Stored items
PR #128, opened 2024-06-03
Support homebrew

syuu1228:
Add homebrew script to support installing cpp-rust-driver to macOS.


syuu1228:
Implemented homebrew support since cpp-driver has it too.

wprzytula (approved):

Lorak-mmk (approved):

§ **THE TASK**:
Give the number of lines above that contain the word "homebrew", with no other text.

§ **OUTPUT**:
3